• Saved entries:
%%

PR #2231, opened 2022-08-01
Fix strict concurrency checking diagnostics in `NonBlockingFileIO`

dnadoba:
### Motivation:

We want to incrementally comply with the strict sendability checking rules.

### Modifications:
Move `ByteBuffer` allocation to thread modifying buffer by moving the mutable variable into the sendable and escaping closure 

### Result:

less warnings/errors in strict concurrency mode

### Alternatives considered
`ByteBuffer` is `Sendable` and we could therefore allocate a non-mutable buffer outside the closure, capture it by value and create a local mutable copy in the closure. However, I fear that we might trigger CoW as I'm not sure if the compiler eagerly release the initial buffer instance.

### DIFF
--- a/Sources/NIOPosix/NonBlockingFileIO.swift
+++ b/Sources/NIOPosix/NonBlockingFileIO.swift
@@ -442,8 +442,9 @@ public struct NonBlockingFileIO: NIOSendable {
             return eventLoop.makeSucceededFuture(allocator.buffer(capacity: 0))
         }
 
-        var buf = allocator.buffer(capacity: byteCount)
+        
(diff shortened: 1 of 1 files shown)


Lukasa (approved):
Yeah, this is a straightforward cleanup.

Lukasa (changes requested):
Seems like this has caused issues in the alloc counter test. We need to take a look at this. There are two likely possibilities: either the test wasn't waiting for things to settle (not tearing down the background threads) or it was explicitly measuring allocations without letting the background threads run. In either case we should consider extending the test to avoid losing the allocations that we moved.

PR #2235, opened 2022-08-04
initial adoption of DocC based documentaiton

tomerd:
motivation: use DocC for docs

change:
* add DocC catalog to NIO target, as the "landing page"
* remove jazzy doc generation script
* add Package.swift with tools-version 5.6 so that DocC can be used, and add a dependency on the DocC plugin
* udpate soundness script

_


Package@swift-5.6.swift
```diff
@@ -0,0 +1,146 @@
+// swift-tools-version:5.6
```
tomerd, line 1: happy to also switch to the other style (file per "old" tools-version), lets finalize the discussion inhttps://github.com/apple/swift-statsd-client/pull/36#issuecomment-1205800362 and then apply everywhere

Sources/NIO/Docs.docc/index.md
```diff
@@ -0,0 +1,183 @@
...
+
+To achieve its goals SwiftNIO extensively uses "non-blocking I/O": hence the name! Non-blocking I/O differs from the more common blocking I/O model because the application does not wait for data to be sent to or received from the network: instead, SwiftNIO asks for the kernel to notify it when I/O operations can be performed without waiting.
+
+SwiftNIO does not aim to provide high-level solutions like, for example, web frameworks do. Instead, SwiftNIO is focused on providing the low-level building blocks for these higher-level applications. When it comes to building a web application, most users will not want to use SwiftNIO directly: instead, they'll want to use one of the many great web frameworks available in the Swift ecosystem. Those web frameworks, however, may choose to use SwiftNIO under the covers to provide their networking support.
+
+The following sections will describe the low-level tools that SwiftNIO provides, and provide a quick overview of how to work with them. If you feel comfortable with these concepts, then you can skip right ahead to the other sections of this README.
```
yim-lee, line 47:
```suggestion
The following sections will describe the low-level tools that SwiftNIO provides, and provide a quick overview of how to work with them. If you feel comfortable with these concepts, then you can skip right ahead to the other sections of this document.
```

Sources/NIO/Docs.docc/index.md
```diff
@@ -0,0 +1,183 @@
+# ``NIO`` <!-- SwiftNIO -->
```
yim-lee, line 1: Unrelated: should be doc be updated to cover async/await support?

tomerd: good idea,probably follow on PR or commits? this is all taken from the current readme

yim-lee: > probably follow on PR or commits?

yeah

Package@swift-5.6.swift
Lukasa, line 1: Can we use the style that the rest of the NIO repos use, where we have a Package@swift-5.4.swift and a Package@swift-5.5.swift? This lets us age out old package support really easily.

Package@swift-5.6.swift
```diff
@@ -0,0 +1,146 @@
...
+// See LICENSE.txt for license information
+// See CONTRIBUTORS.txt for the list of SwiftNIO project authors
+//
+// SPDX-License-Identifier: Apache-2.0
+//
+//===----------------------------------------------------------------------===//
+
+import PackageDescription
+
+let swiftAtomics: PackageDescription.Target.Dependency = .product(name: "Atomics", package: "swift-atomics")
```
Lukasa, line 18: Relatedly, this is conflicting with #2230 which added a dependency on swift-collections, so you'll need to rebuild your Package.swift.

Lukasa (changes requested):
Thanks! Generally looks good, some notes in the diff.

Package@swift-5.6.swift
tomerd: @Lukasa ^^

Lukasa (approved):
Nice one, thanks!

Lukasa:
Flaky test: `ChannelTests.testConnectWithECONNREFUSEDGetsTheRightError`.

Lukasa:

Package.swift
```diff
@@ -1,4 +1,4 @@
-// swift-tools-version:5.4
+// swift-tools-version:5.6
```
buttaface, line 1: Strangely, this change now __requires__ that `--enable-test-discovery` be passed when compiling the tests on linux/Android, or [it errors like this with 5.6, 5.7, and trunk](https://github.com/buttaface/swift-android-sdk/runs/7742640026?check_suite_focus=true#step:13:496):
```
swift-nio/Tests/LinuxMain.swift:146:1: error: expressions are not allowed at the top level
(LinuxMainRunnerImpl() as LinuxMainRunner).run()
```
Anyone know what's going on?

Lukasa: I believe this is a bug in SwiftPM.

buttaface: Alright, I'll file a bug for SPM.

0xTim: @Lukasa Now that NIO supports 5.4 as a minimum can LinuxMain.swift not just be removed?

Lukasa: Sadly no. NIO tests with `--warnings-as-errors`, and we have number of tests for deprecated code. The test discovery stubs in SwiftPM generate warnings when those tests are present up until 5.6, which is why our CI continues to use `LinuxMain.swift` for 5.4 and 5.5. But we are at least _finally_ on a path to dropping it.

buttaface: Filed, apple/swift-package-manager#5717.

tomerd: this _should_ be fixed in 5.7 and main. but perhaps not available in the nightly toolchain yet?

buttaface: It is fixed with the latest Aug. 9 trunk snapshot build for linux, but I'm using a June trunk snapshot because of another breaking regression for me. As you noted in that issue, should only be a problem with 5.6 now.

tomerd: yea will be hard to justify pulling into 5.6 given workaround.

buttaface: Which workaround? Adding @main is a non-starter if someone is testing 5.3 and earlier, when the attribute wasn't there, apple/swift@df99de8. As for overriding it with `--enable-test-discovery`, adding that only for 5.6.3 for all future CI testing is going to be annoying and has other consequences.

PR #2237, opened 2022-08-08
Add throwing version of `NIOAsyncSequenceProducer`

FranzBusch:
# Motivation
We recently introduced a `NIOAsyncSequenceProducer` to bridge a stream of elements from the NIO world into the async world. The introduced type was a non-throwing `AsyncSequence`. To support all use-cases we also need to offer a throwing variant of the type.

# Modification
- Introduce a new `NIOThrowingAsyncSequenceProducer` that is identical to the `NIOAsyncSequenceProducer` except that it has a `Failure` generic parameter and that the `next()` method is throwing.
- Extract the `StateMachine` from both `AsyncSequenceProducer`s and unify them.
- There is one modification in behaviour: `didTerminate` is now only called after `nil` or the error has been consumed from the sequence.

# Result
We now have a throwing variant of the `NIOAsyncSequenceProducer`.


Tests/NIOCoreTests/AsyncSequences/NIOAsyncSequenceTests.swift
```diff
@@ -288,6 +288,10 @@ final class NIOAsyncSequenceProducerTests: XCTestCase {
     func testFinish_whenFinished() async throws {
         self.source.finish()
 
+        XCTAssertEqual(self.delegate.didTerminateCallCount, 0)
+
+        _ = await self.sequence.first { _ in true }
+
```
FranzBusch, line 294: @Lukasa @glbrntt This is a slight change in behaviour where I am now calling `didTerminate` only after the `nil` or thrown `Error` has been consumed. I was going back and forth about this but thought this was the best way. Before we already called `didTerminate` once the last element has been consumed. WDYT?

Sources/NIOCore/AsyncSequences/NIOThrowingAsyncSequenceProducer.swift
```diff
@@ -0,0 +1,503 @@
...
+            self.storage.finish(failure)
+        }
+    }
+}
+
+@available(macOS 10.15, iOS 13, tvOS 13, watchOS 6, *)
+extension NIOThrowingAsyncSequenceProducer {
+    /// This is the underlying storage of the sequence. The goal of this is to synchronize the access to all state.
+    @usableFromInline
+    /* fileprivate */ internal final class Storage: @unchecked Sendable {
```
FranzBusch, line 279: @Lukasa This type could also be unified between the two implementations. I didn't do that yet because the return type of `yield() -> Source.YieldResult` is currently depending on the type. There are two ways forward:

1. Not unify this type
2. Move the `YieldResult` outside of the generic types and unify the `Storage` type.

Let me know what you prefer!

Sources/NIOCore/AsyncSequences/NIOThrowingAsyncSequenceProducer.swift
```diff
@@ -0,0 +1,503 @@
...
+
+                delegate?.didTerminate()
+            }
+        }
+    }
+}
+
+/// The ``NIOThrowingAsyncSequenceProducer/AsyncIterator`` MUST NOT be shared across `Task`s. With marking this as
+/// unavailable we are explicitly declaring this.
+@available(*, unavailable)
```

%%

• PROBLEM TO WORK ON: Nothing but the lines from the top of the records down to the line with "doc generation script" belongs in the answer; repeat them exactly.

• WRITTEN RESPONSE:
PR #2231, opened 2022-08-01
Fix strict concurrency checking diagnostics in `NonBlockingFileIO`

dnadoba:
### Motivation:

We want to incrementally comply with the strict sendability checking rules.

### Modifications:
Move `ByteBuffer` allocation to thread modifying buffer by moving the mutable variable into the sendable and escaping closure 

### Result:

less warnings/errors in strict concurrency mode

### Alternatives considered
`ByteBuffer` is `Sendable` and we could therefore allocate a non-mutable buffer outside the closure, capture it by value and create a local mutable copy in the closure. However, I fear that we might trigger CoW as I'm not sure if the compiler eagerly release the initial buffer instance.

### DIFF
--- a/Sources/NIOPosix/NonBlockingFileIO.swift
+++ b/Sources/NIOPosix/NonBlockingFileIO.swift
@@ -442,8 +442,9 @@ public struct NonBlockingFileIO: NIOSendable {
             return eventLoop.makeSucceededFuture(allocator.buffer(capacity: 0))
         }
 
-        var buf = allocator.buffer(capacity: byteCount)
+        
(diff shortened: 1 of 1 files shown)


Lukasa (approved):
Yeah, this is a straightforward cleanup.

Lukasa (changes requested):
Seems like this has caused issues in the alloc counter test. We need to take a look at this. There are two likely possibilities: either the test wasn't waiting for things to settle (not tearing down the background threads) or it was explicitly measuring allocations without letting the background threads run. In either case we should consider extending the test to avoid losing the allocations that we moved.

PR #2235, opened 2022-08-04
initial adoption of DocC based documentaiton

tomerd:
motivation: use DocC for docs

change:
* add DocC catalog to NIO target, as the "landing page"
* remove jazzy doc generation script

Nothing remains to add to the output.